◆ **What you need to do**: Look through the entries below. Report each line that has the word "been" in it.

◆ **Data**:
────────────────
PR #514, opened 2024-04-15
feat: payments v1 

8sunyuan:
`PaymentCoordinator` Contract w/ unit tests and deploy scripts for Holesky
Will need to add documentation to /docs/core to followup.


src/contracts/interfaces/IPaymentCoordinator.sol
```diff
@@ -0,0 +1,214 @@
...
+        address earner;
+        bytes32 earnerTokenRoot;
+    }
+
+    struct TokenTreeMerkleLeaf {
+        IERC20 token;
+        uint256 cumulativeEarnings;
+    }
+
+    struct PaymentMerkleClaim {
```
stevennevins, line 53: A high-level definition of what a claim is would be helpful. Is there a distinction between quorums? ie if I'm in two quorums would i have one or two claims in the window I was a staker/operator

src/contracts/core/PaymentCoordinator.sol
```diff
@@ -0,0 +1,491 @@
...
+
+    /**
+     * @notice Claim payments against a given root (read from distributionRoots[claim.rootIndex])
+     * @param claim The PaymentMerkleClaim to be processed.
+     * Contains the root index, earner, payment leaves, and required proofs
+     * @dev only callable by the valid claimer, that is
+     * if claimerFor[claim.earner] is address(0) then only the earner can claim, otherwise only
+     * claimerFor[claim.earner] can claim the payments.
+     */
+    function processClaim(PaymentMerkleClaim calldata claim) external onlyWhenNotPaused(PAUSED_CLAIM_PAYMENTS) {
```
stevennevins, line 154: What was the reason we didn't revert for duplicate claims?

src/contracts/interfaces/IPaymentCoordinator.sol
```diff
@@ -0,0 +1,214 @@
...
+ */
+interface IPaymentCoordinator {
+    /// STRUCTS ///
+    struct StrategyAndMultiplier {
+        IStrategy strategy;
+        // weight used to compare shares in multiple strategies against one another
+        uint96 multiplier;
+    }
+
+    struct RangePayment {
```
stevennevins, line 25: The term range is a little confusing here.  I'm assuming it's for a time range in the past the Operator/Staker served?  It would be helpful to clarify

src/contracts/interfaces/IPaymentCoordinator.sol
```diff
@@ -0,0 +1,214 @@
...
+    event ClaimerForSet(address indexed earner, address indexed oldClaimer, address indexed claimer);
+    /// @notice rootIndex is the specific array index of the newly created root in the storage array 
+    event DistributionRootSubmitted(
+        uint32 indexed rootIndex,
+        bytes32 indexed root,
+        uint32 paymentCalculationEndTimestamp,
+        uint32 activatedAt
+    );
+    /// @notice root is one of the submitted distribution roots that was claimed against
+    event PaymentClaimed(bytes32 indexed root, TokenTreeMerkleLeaf leaf);
```
stevennevins, line 101: Can index the token address

`event PaymentClaimed(bytes32 indexed root, address indexed token, uint256 amount)`

src/contracts/core/PaymentCoordinator.sol
8sunyuan: They don't have to revert, subsequent claims will just result in 0 tokens transferred. But if its better for UX I'm good to add it in

stevennevins: Yeah, it makes sense. That's what I observed. I don't know; I prefer reverting for something that would be a no-op, but I think this is fine the way it is

src/contracts/interfaces/IPaymentCoordinator.sol
8sunyuan: Do we want to update? @ypatil12 @gpsanant

src/contracts/interfaces/IPaymentCoordinator.sol
8sunyuan: https://github.com/Layr-Labs/eigenlayer-contracts/pull/519
Added comments here

src/contracts/interfaces/IPaymentCoordinator.sol
8sunyuan: No distinction of quorums. Seems we'll have some further discussion on this today

src/contracts/core/PaymentCoordinator.sol
```diff
@@ -0,0 +1,491 @@
+// SPDX-License-Identifier: BUSL-1.1
+pragma solidity =0.8.12;
```
wadealexc, line 2: Need to update pragmas!

src/contracts/core/PaymentCoordinatorStorage.sol
```diff
@@ -0,0 +1,107 @@
...
+ */
+abstract contract PaymentCoordinatorStorage is IPaymentCoordinator {
+
+    /*******************************************************************************
+                               CONSTANTS AND IMMUTABLES 
+    *******************************************************************************/
+
+    /// @notice The EIP-712 typehash for the contract's domain
+    bytes32 public constant DOMAIN_TYPEHASH =
+        keccak256("EIP712Domain(string name,uint256 chainId,address verifyingContract)");
```
wadealexc, line 24: I know these are constant in our other contracts, but I'd like to start moving away from public constants. They bloat bytecode size and aren't needed.

src/contracts/core/PaymentCoordinatorStorage.sol
```diff
@@ -0,0 +1,107 @@
...
+    uint32 public immutable MAX_PAYMENT_DURATION;
+    /// @notice max amount of time that a payment can start in the past
+    uint32 public immutable MAX_RETROACTIVE_LENGTH;
+    /// @notice max amount of time that a payment can start in the future
+    uint32 public immutable MAX_FUTURE_LENGTH;
+    /// @notice absolute min timestamp that a payment can start at
+    uint32 public immutable GENESIS_PAYMENT_TIMESTAMP;
+
+    /// @notice The elegationManager contract for EigenLayer
```
wadealexc, line 33: `elegationManager`

src/contracts/interfaces/IPaymentCoordinator.sol
```diff
@@ -0,0 +1,214 @@
...
+        uint32 duration;
+    }
+
+    struct DistributionRoot {
+        // merkle root of the distribution
+        bytes32 root;
+        // The timestamp until which payments have been calculated
+        uint32 paymentCalculationEndTimestamp;
+        // timestamp at which the root can be claimed against
+        uint32 activatedAt;
```
wadealexc, line 40: `claimableAt` may be more clear?

(this is fine though)

src/contracts/core/PaymentCoordinatorStorage.sol
```diff
@@ -0,0 +1,107 @@
...
+    uint16 public globalOperatorCommissionBips;
+
+    /// @notice Mapping: earner => the address of the entity to which new payments are directed on behalf of the earner
+    mapping(address => address) public claimerFor;
+
+    /// @notice Mapping: claimer => token => total amount claimed
+    mapping(address => mapping(IERC20 => uint256)) public cumulativeClaimed;
+
+    // /// @notice Timestamp for last submitted 
+    // uint32 public currPaymentCalculationEndTimestamp;
```
wadealexc, line 75: Can be removed

wadealexc: [741ef4f](https://github.com/Layr-Labs/eigenlayer-contracts/pull/514/commits/741ef4f93c2a564b07e77ca97ac595e5eb1436c1)

src/contracts/core/PaymentCoordinator.sol
```diff
@@ -0,0 +1,502 @@
...
+            "PaymentCoordinator._payForRange: startTimestamp too far in the future"
+        );
+
+        // Require rangePayment is for whitelisted strategy or beaconChainETHStrategy
+        address currAddress = address(0);
+        for (uint256 j = 0; j < rangePayment.strategiesAndMultipliers.length; j++) {
+            IStrategy strategy = rangePayment.strategiesAndMultipliers[j].strategy;
+            require(
+                strategyManager.strategyIsWhitelistedForDeposit(strategy) ||
+                    strategy == delegationManager.beaconChainETHStrategy(),
```
wadealexc, line 229: Could we just make this an immutable?

Technically this won't do an external call every iteration because of short circuiting, but I see no reason to call in the first place

src/contracts/core/PaymentCoordinator.sol
```diff
@@ -0,0 +1,502 @@
...
+        for (uint256 i = 0; i < rangePayments.length; i++) {
+            RangePayment calldata rangePayment = rangePayments[i];
+            bytes32 rangePaymentHash = keccak256(abi.encode(msg.sender, paymentNonce, rangePayment));
+            require(
+                !isRangePaymentHash[msg.sender][rangePaymentHash],
+                "PaymentCoordinator._payForRange: range payment hash already submitted"
+            );
+            isRangePaymentHash[msg.sender][rangePaymentHash] = true;
+
+            _payForRange(rangePayment);
```
wadealexc, line 123: Not a huge fan of calling this `_payForRange`. I think this method does two things, neither of which I would call `_payForRange`:

`_validateRangePayment`

and

`_depositRangePayment`

Could we either rename this, or split it into 2 methods?

src/contracts/core/PaymentCoordinator.sol
```diff
@@ -0,0 +1,502 @@
...
+            "PaymentCoordinator._payForRange: startTimestamp too far in the past"
+        );
+        require(
+            rangePayment.startTimestamp <= block.timestamp + MAX_FUTURE_LENGTH,
+            "PaymentCoordinator._payForRange: startTimestamp too far in the future"
+        );
+
+        // Require rangePayment is for whitelisted strategy or beaconChainETHStrategy
+        address currAddress = address(0);
+        for (uint256 j = 0; j < rangePayment.strategiesAndMultipliers.length; j++) {
```
wadealexc, line 225: Loop index starting with `j`? Criminal! :joy:

src/contracts/core/PaymentCoordinator.sol
```diff
@@ -0,0 +1,502 @@
...
+     * Earnings are cumulative so earners don't have to claim against all distribution roots they have earnings for,
+     * they can simply claim against the latest root and the contract will calculate the difference between
+     * their cumulativeEarnings and cumulativeClaimed. This difference is then transferred to claimerFor[claim.earner]
+     * @param claim The PaymentMerkleClaim to be processed.
+     * Contains the root index, earner, payment leaves, and required proofs
+     * @dev only callable by the valid claimer, that is
+     * if claimerFor[claim.earner] is address(0) then only the earner can claim, otherwise only
+     * claimerFor[claim.earner] can claim the payments.
+     */
+    function processClaim(PaymentMerkleClaim calldata claim) external onlyWhenNotPaused(PAUSED_CLAIM_PAYMENTS) {
```
wadealexc, line 164: Would prefer to not immediately call an internal function here - unless there's a need I'm missing? This seems to be the only place we call `_processClaim`

src/contracts/core/PaymentCoordinator.sol
```diff
@@ -0,0 +1,502 @@
...
+        rangePayment.token.safeTransferFrom(msg.sender, address(this), rangePayment.amount);
+    }
+
+    /**
+     * @notice Process a payment claim.
+     * @param claim PaymentMerkleClaim struct containing the claim details for proof verification
+     * and payment transfer.
+     * @dev only callable by claimerFor[claim.earner]
+     */
+    function _processClaim(PaymentMerkleClaim calldata claim) internal onlyWhenNotPaused(PAUSED_CLAIM_PAYMENTS) {
```
wadealexc, line 248: Not a fan of `internal` methods with a modifier. Could we move all this up to the external method?

(I assume there were two external methods that called this at some point?)

wadealexc (commented):
Noting for many of the methods here -- we have `nonReentrant` on `payForRange` and `payAllForRange` - but we don't use this modifier on any other methods.

I think if we're concerned about reentrancy, we need to cover all our methods with the modifier.

Edit: Addressed in [6f3d65e](https://github.com/Layr-Labs/eigenlayer-contracts/pull/514/commits/6f3d65e2dc454dcc0a3a57451e003455a69fa0fb)

src/contracts/core/PaymentCoordinator.sol
```diff
@@ -0,0 +1,502 @@
...
+        require(_checkClaim(claim), "PaymentCoordinator._processClaim: claim does not pass the check");
+        // If claimerFor earner is not set, claimer is by default the earner. Else set to claimerFor
+        address claimer = claimerFor[claim.earnerLeaf.earner];
+        if (claimer == address(0)) {
+            claimer = claim.earnerLeaf.earner;
+        }
+        require(msg.sender == claimer, "PaymentCoordinator._checkClaim: caller is not valid claimer");
+        for (uint256 i = 0; i < claim.tokenIndices.length; i++) {
+            _processTokenClaim({
```
wadealexc, line 257: Can we pull this out of the internal method? It's only 4 LoC, no need to bury it.

src/contracts/core/PaymentCoordinator.sol
8sunyuan: https://github.com/Layr-Labs/eigenlayer-contracts/pull/514/commits/6f3d65e2dc454dcc0a3a57451e003455a69fa0fb
Good catch

src/contracts/core/PaymentCoordinatorStorage.sol
8sunyuan: https://github.com/Layr-Labs/eigenlayer-contracts/pull/514/commits/6f3d65e2dc454dcc0a3a57451e003455a69fa0fb

src/contracts/core/PaymentCoordinatorStorage.sol
8sunyuan: fixed

src/contracts/core/PaymentCoordinator.sol
```diff
@@ -0,0 +1,502 @@
...
+     * @dev Strategies must be in ascending order of addresses to check for duplicates
+     * @dev This function will revert if the `rangePayment` is malformed,
+     * e.g. if the `strategies` and `weights` arrays are of non-equal lengths
+     */
+    function payForRange(
+        RangePayment[] calldata rangePayments
+    ) external onlyWhenNotPaused(PAUSED_PAY_FOR_RANGE) nonReentrant {
+        for (uint256 i = 0; i < rangePayments.length; i++) {
+            RangePayment calldata rangePayment = rangePayments[i];
+            bytes32 rangePaymentHash = keccak256(abi.encode(msg.sender, paymentNonce, rangePayment));
```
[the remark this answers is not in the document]
8sunyuan: https://github.com/Layr-Labs/eigenlayer-contracts/pull/514/commits/6f3d65e2dc454dcc0a3a57451e003455a69fa0fb
Added paymentNonce mapping

src/contracts/core/PaymentCoordinator.sol
8sunyuan: corrected my sins

src/contracts/interfaces/IPaymentCoordinator.sol
```diff
@@ -0,0 +1,285 @@
+// SPDX-License-Identifier: BUSL-1.1
+pragma solidity =0.8.12;
```
wadealexc, line 2: Missing pragma update here

src/test/events/IPaymentCoordinatorEvents.sol
```diff
@@ -0,0 +1,60 @@
+// SPDX-License-Identifier: BUSL-1.1
+pragma solidity =0.8.12;
```
wadealexc, line 2: Missing pragma update

src/test/unit/PaymentCoordinatorUnit.t.sol
```diff
@@ -0,0 +1,1617 @@
+// SPDX-License-Identifier: BUSL-1.1
+pragma solidity =0.8.12;
```
wadealexc, line 2: Missing pragma update

8sunyuan: https://github.com/Layr-Labs/eigenlayer-contracts/pull/514/commits/f947cbc4661436e1b90a55531b900ed5f0a6e16e
Got it, should have searched whole repo to start

src/contracts/core/PaymentCoordinator.sol
stevennevins: I second the modifier comment

src/contracts/core/PaymentCoordinator.sol
wadealexc: personal preference is that it's not `public` -- but i can live with it!

src/contracts/core/PaymentCoordinator.sol
wadealexc: [6f3d65e](https://github.com/Layr-Labs/eigenlayer-contracts/pull/514/commits/6f3d65e2dc454dcc0a3a57451e003455a69fa0fb)

src/contracts/core/PaymentCoordinator.sol
wadealexc: [6f3d65e](https://github.com/Layr-Labs/eigenlayer-contracts/pull/514/commits/6f3d65e2dc454dcc0a3a57451e003455a69fa0fb)

src/contracts/core/PaymentCoordinator.sol
wadealexc: [6f3d65e](https://github.com/Layr-Labs/eigenlayer-contracts/pull/514/commits/6f3d65e2dc454dcc0a3a57451e003455a69fa0fb)

src/test/unit/PaymentCoordinatorUnit.t.sol
wadealexc: [f947cbc](https://github.com/Layr-Labs/eigenlayer-contracts/pull/514/commits/f947cbc4661436e1b90a55531b900ed5f0a6e16e)

src/test/events/IPaymentCoordinatorEvents.sol
wadealexc: [f947cbc](https://github.com/Layr-Labs/eigenlayer-contracts/pull/514/commits/f947cbc4661436e1b90a55531b900ed5f0a6e16e)

src/contracts/interfaces/IPaymentCoordinator.sol
wadealexc: [f947cbc](https://github.com/Layr-Labs/eigenlayer-contracts/pull/514/commits/f947cbc4661436e1b90a55531b900ed5f0a6e16e)

src/contracts/interfaces/IPaymentCoordinator.sol
ypatil12: Just realized, we need to add the earner in this event too!

I'm fine with indexed or not indexed, but definitely need earner so the UI knows how much has been claimed already

src/contracts/core/PaymentCoordinatorStorage.sol
```diff
@@ -0,0 +1,108 @@
...
+        uint32 _MAX_RETROACTIVE_LENGTH,
+        uint32 _MAX_FUTURE_LENGTH,
+        uint32 _GENESIS_PAYMENT_TIMESTAMP
+    ) {
+        delegationManager = _delegationManager;
+        strategyManager = _strategyManager;
+        MAX_PAYMENT_DURATION = _MAX_PAYMENT_DURATION;
+        MAX_RETROACTIVE_LENGTH = _MAX_RETROACTIVE_LENGTH;
+        MAX_FUTURE_LENGTH = _MAX_FUTURE_LENGTH;
+        GENESIS_PAYMENT_TIMESTAMP = _GENESIS_PAYMENT_TIMESTAMP;
```
ypatil12, line 99: We need to make sure that `_GENESIS_PAYMENT_TIMESTAMP` lands on a calculationIntervalSeconds

ypatil12: How do we enforce it? Check in deploy script or codified

8sunyuan: `calculationIntervalSeconds` is being initialized so it probably has to be double checked in deploy script

src/contracts/interfaces/IPaymentCoordinator.sol
ypatil12: Based on standup today:

We need to emit (earner, claimer, claimedAmount, token, root). Leaf doesn't really matter anymore

8sunyuan: https://github.com/Layr-Labs/eigenlayer-contracts/pull/514/commits/f13e1c21c5c4a90f1550fb80c132428bbacd731c
Updated and tested

src/contracts/core/PaymentCoordinator.sol
```diff
@@ -0,0 +1,474 @@
...
+                currAddress < address(strategy),
+                "PaymentCoordinator._payForRange: strategies must be in ascending order to handle duplicates"
+            );
+            currAddress = address(strategy);
+        }
+
+        rangePayment.token.safeTransferFrom(msg.sender, address(this), rangePayment.amount);
+    }
+
+    function _checkClaim(PaymentMerkleClaim calldata claim, DistributionRoot memory root) internal view returns (bool) {
```
wadealexc, line 263: The `bool` return for this method is kinda useless, because if anything fails verification, the method will revert.

Can we remove this?

src/contracts/core/PaymentCoordinator.sol
```diff
@@ -0,0 +1,474 @@
...
+
+    /// @notice return the hash of the earner's leaf
+    function calculateEarnerLeafHash(EarnerTreeMerkleLeaf calldata leaf) public pure returns (bytes32) {
+        return keccak256(abi.encodePacked(leaf.earner, leaf.earnerTokenRoot));
+    }
+
+    /// @notice returns the hash of the earner's token leaf
+    function calculateTokenLeafHash(TokenTreeMerkleLeaf calldata leaf) public pure returns (bytes32) {
+        return keccak256(abi.encodePacked(leaf.token, leaf.cumulativeEarnings));
+    }
```
wadealexc, line 369: We should consider adding some specific delimiters to each of these hash calculations.

i.e:

```
uint8 EARNER_LEAF = 1;
uint8 TOKEN_LEAF = 2;

earnerLeafHash = keccak(EARNER_LEAF, earner, tokenRoot);

tokenLeafHash = keccak(TOKEN_LEAF, token, cumulativeEarnings);
```

src/contracts/core/PaymentCoordinator.sol
```diff
@@ -0,0 +1,474 @@
...
+        if (claimer == address(0)) {
+            claimer = earner;
+        }
+        require(msg.sender == claimer, "PaymentCoordinator.processClaim: caller is not valid claimer");
+        for (uint256 i = 0; i < claim.tokenIndices.length; i++) {
+            TokenTreeMerkleLeaf calldata tokenLeaf = claim.tokenLeaves[i];
+
+            // Calculate amount to claim and update cumulativeClaimed
+            // Will revert if new leaf cumulativeEarnings is less than cumulative claimed
+            uint256 claimAmount = tokenLeaf.cumulativeEarnings - cumulativeClaimed[earner][tokenLeaf.token];
```
wadealexc, line 181: Doing an explicit check/require for the underflow case here will make it easier to write tests!

src/contracts/core/PaymentCoordinator.sol
```diff
@@ -0,0 +1,474 @@
...
+
+    /**
+     * @notice verify inclusion of the token claim proof in the earner token root hash (earnerTokenRoot).
+     * The token leaf comprises of the IERC20 token and cumulativeAmount of earnings.
+     * @param earnerTokenRoot root hash of the earner token subtree
+     * @param tokenLeafIndex index of the token leaf
+     * @param tokenProof proof of the token leaf in the earner token subtree
+     * @param tokenLeaf token leaf to be verified
+     */
+    function _verifyTokenClaimProof(
```
wadealexc, line 302: Because we don't validate the size of `tokenLeafIndex` relative to `tokenProof`, there are multiple indices that are valid for any single given proof.

We're not using the indices to check whether a leaf has been claimed or not, but we should probably adhere to best practices anyway!

IIRC, indices should meet this criterion: `index < 2**(proof.length/32)`

(this applies to the other merkle proof method below)

src/contracts/core/PaymentCoordinator.sol
```diff
@@ -0,0 +1,474 @@
...
+        }
+    }
+
+    /**
+     * @notice Creates a new distribution root. activatedAt is set to block.timestamp + activationDelay
+     * @param root The merkle root of the distribution
+     * @param paymentCalculationEndTimestamp The timestamp until which payments have been calculated
+     * @dev Only callable by the paymentUpdater
+     */
+    function submitRoot(
```
wadealexc, line 195: Should this be pausable?

src/contracts/core/PaymentCoordinator.sol
```diff
@@ -0,0 +1,474 @@
...
+        bytes32 root,
+        uint32 paymentCalculationEndTimestamp
+    ) external onlyPaymentUpdater {
+        require(
+            paymentCalculationEndTimestamp > currPaymentCalculationEndTimestamp,
+            "PaymentCoordinator.submitRoot: new root must be for newer calculated period"
+        );
```
wadealexc, line 202: What is this used for? It doesn't seem to be a particularly useful check - there are no rules enforcing this field's value except that it's larger than the last time `submitRoot` was called.

If (for whatever reason) the payment updater calls this with `type(uint32).max`, `submitRoot` is bricked until we upgrade and fix it.

Is there some upper bound on how much this can increase by, or some relation it should have to `block.timestamp`?

8sunyuan: This check is just a sanity check for the paymentUpdater to submit roots sequentially and `currPaymentCalculationEndTimestamp` is read from the backend to know where to start calculating payments from.
We have MAX_RETROACTIVE_LENGTH and MAX_FUTURE_LENGTH for valid startTimestamps for RangePayments.
I think we can just reuse MAX_FUTURE_LENGTH to check @gpsanant 
```
        require(
            paymentCalculationEndTimestamp < block.timestamp + MAX_FUTURE_LENGTH,
            "PaymentCoordinator.submitRoot: paymentCalculationEndTimestamp too far in the future"
        );
```

src/contracts/core/PaymentCoordinator.sol
8sunyuan: https://github.com/Layr-Labs/eigenlayer-contracts/pull/514/commits/24fb70726a39a125e61cc19a361d7cc20aa7b930
Added pause flag

src/contracts/core/PaymentCoordinator.sol
8sunyuan: https://github.com/Layr-Labs/eigenlayer-contracts/pull/514/commits/24fb70726a39a125e61cc19a361d7cc20aa7b930
Added checks and tests for both verifyToken and verifyEarner

src/contracts/core/PaymentCoordinator.sol
8sunyuan: https://github.com/Layr-Labs/eigenlayer-contracts/pull/514/commits/24fb70726a39a125e61cc19a361d7cc20aa7b930
Added

src/contracts/core/PaymentCoordinator.sol
8sunyuan: https://github.com/Layr-Labs/eigenlayer-contracts/pull/514/commits/24fb70726a39a125e61cc19a361d7cc20aa7b930
Added and updated backend claimgen as well

src/contracts/core/PaymentCoordinator.sol
8sunyuan: https://github.com/Layr-Labs/eigenlayer-contracts/pull/514/commits/24fb70726a39a125e61cc19a361d7cc20aa7b930

src/contracts/core/PaymentCoordinator.sol
8sunyuan: Used bit shifting for cheaper gas

src/contracts/core/PaymentCoordinator.sol
8sunyuan: Will go with this since it doesn't make sense for payments to be calculated in the future
```
        require(
            paymentCalculationEndTimestamp < block.timestamp,
            "PaymentCoordinator.submitRoot: paymentCalculationEndTimestamp can't be in the future"
        );
```

src/contracts/core/PaymentCoordinator.sol
```diff
@@ -0,0 +1,501 @@
...
+        bytes32 root,
+        uint32 paymentCalculationEndTimestamp
+    ) external onlyWhenNotPaused(PAUSED_SUBMIT_ROOTS) onlyPaymentUpdater {
+        require(
+            paymentCalculationEndTimestamp > currPaymentCalculationEndTimestamp,
+            "PaymentCoordinator.submitRoot: new root must be for newer calculated period"
+        );
+        require(
+            paymentCalculationEndTimestamp < block.timestamp,
+            "PaymentCoordinator.submitRoot: paymentCalculationEndTimestamp can't be in the future"
```
wadealexc, line 217: Requesting removal of the `'` apostrophe in `can't`, because it's making github's syntax highlighting wonky as fuck

src/contracts/core/PaymentCoordinator.sol
```diff
@@ -0,0 +1,501 @@
...
+     * @notice Sets the address of the entity that can claim payments on behalf of the earner
+     * @param claimer The address of the entity that can claim payments on behalf of the earner
+     * @dev Only callable by the `earner`
+     */
+    function setClaimerFor(address claimer) external {
+        address earner = msg.sender;
+        address prevClaimer = claimerFor[earner];
+        claimerFor[earner] = claimer;
+        emit ClaimerForSet(earner, prevClaimer, claimer);
+    }
```
wadealexc, line 385: This and other state changing `external` methods should be above our `internal` methods, just to keep with the convention used in other files.

`pure` and `view` methods can stay down here

8sunyuan: separated by external, internal, and then view/pure
https://github.com/Layr-Labs/eigenlayer-contracts/pull/514/commits/02a4fcacbb2016a91bfe09150ddc758721d26540#diff-2a28246efa54c09dff5f0afef55f490d130b1a13c5b7e30efb51d5647c52a1a2

src/contracts/core/PaymentCoordinator.sol
8sunyuan: https://github.com/Layr-Labs/eigenlayer-contracts/pull/514/commits/3866a4a20ad488378275e6fdb7c5a8ac4c6c2b09

src/contracts/core/PaymentCoordinator.sol
```diff
@@ -0,0 +1,525 @@
...
+            require(
+                tokenLeaf.cumulativeEarnings >= currCumulativeClaimed,
+                "PaymentCoordinator.processClaim: cumulativeEarnings must be gte than cumulativeClaimed"
+            );
+
+            // Calculate amount to claim and update cumulativeClaimed
+            uint256 claimAmount = tokenLeaf.cumulativeEarnings - currCumulativeClaimed;
+            cumulativeClaimed[earner][tokenLeaf.token] = tokenLeaf.cumulativeEarnings;
+
+            tokenLeaf.token.safeTransfer(claimer, claimAmount);
```
seongyun-ko, line 200: I think we can save gas by reducing the number of calls to `safeTransfer` since these all towards the same claimer.
The value can be aggregated to a local variable.

```
uint256 totalClaimAmount = 0;
for (uint256 i = 0; i < claim.tokenIndices.length; i++) {
            TokenTreeMerkleLeaf calldata tokenLeaf = claim.tokenLeaves[i];

            // Calculate amount to claim and update cumulativeClaimed
            uint256 claimAmount = tokenLeaf.cumulativeEarnings - currCumulativeClaimed;
            cumulativeClaimed[earner][tokenLeaf.token] = tokenLeaf.cumulativeEarnings;
            totalClaimAmount += claimAmount;
        }
        tokenLeaf.token.safeTransfer(claimer, totalClaimAmount);
```

seongyun-ko: Plus, a simple batch function for the multiple earners with the same claimer would help too :)

```
function processClaim(PaymentMerkleClaim[] calldata claims)
```

8sunyuan: Interesting, so batch claiming for different earners, but assuming they all have the same claimer

src/contracts/core/PaymentCoordinator.sol
```diff
@@ -0,0 +1,529 @@
...
+    /// @dev Index for flag that pauses submitRoots
+    uint8 internal constant PAUSED_SUBMIT_ROOTS = 3;
+
+    /// @dev Salt for the earner leaf, meant to distinguish from tokenLeaf since they have the same sized data
+    uint8 internal constant EARNER_LEAF_SALT = 0;
+    /// @dev Salt for the token leaf, meant to distinguish from earnerLeaf since they have the same sized data
+    uint8 internal constant TOKEN_LEAF_SALT = 1;
+
+    /// @dev Chain ID at the time of contract deployment
+    uint256 internal immutable ORIGINAL_CHAIN_ID;
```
────────────────
◆ **Task response**:
+        // The timestamp until which payments have been calculated
I'm fine with indexed or not indexed, but definitely need earner so the UI knows how much has been claimed already
We're not using the indices to check whether a leaf has been claimed or not, but we should probably adhere to best practices anyway!
+     * @param paymentCalculationEndTimestamp The timestamp until which payments have been calculated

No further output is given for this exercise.